Looking at the Results¶
To look at the computed signature clusters, use something like
p3-format-results -d Strep | p3-aggregates-to-html >clusters.html
The results will look something like this:
If you click on the feature ID, you will be taken to the Patric Feature Page for that feature:
If you click the circled C on a feature, you will see a “Compare Regions” screen centered on that feature, like this:
If you click on a family id, you will be taken to a Patric Family Page:
Summary¶
We have implemented a tool that, given two sets of genomes, will compute the signature clusters that occur (or tend to occur) in genomes from one set but not in genomes from the other. The sets of genomes are taken from the current release of the PATRIC database.

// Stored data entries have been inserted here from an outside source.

PR #12688, opened 2019-02-18
Added -f -S flags for curl commands in installers

sleshchenko:
### What does this PR do?
Added -f -S flags for curl commands in installers.
From `curl --help`:
1. ` -f, --fail          Fail silently (no output at all) on HTTP errors` <- fails if http code is not 2XX
2. `-S, --show-error    Show error even when -s is used`

How it looks like if workspace agent binaries are missing in Che Server packaging
screenshot_20190218_174737
We can see a message that could help to understand the cause of failing
```
curl: (22) The requested URL returned error: 404
```
Previously it was not clear why archive is not valid
screenshot_20190218_175956

It's related to https://github.com/eclipse/che/issues/12677

#### Release Notes
N/A

#### Docs PR
N/A


sleshchenko:
ci-test

skabashnyuk (approved):

garagatyi (approved):

ghost (approved):

artaleks9:
Selenium tests execution on Eclipse Che Multiuser on OCP (https://ci.codenvycorp.com/job/che-pullrequests-test-ocp/1546/) doesn't show any regression against this Pull Request.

We have illustrated one intended use: finding the signature clusters that distinguish a species from other species within a phylogenetic context (the genus).
There are others that you might try. For example, if you wanted to find which EC numbers occur in clusters of signature families for Streptococcus pneumonia, but not in Streptococcus pyogenes, you should be able to locate these (as well as those that occur in S.pyogenes, but not in S.pneumo).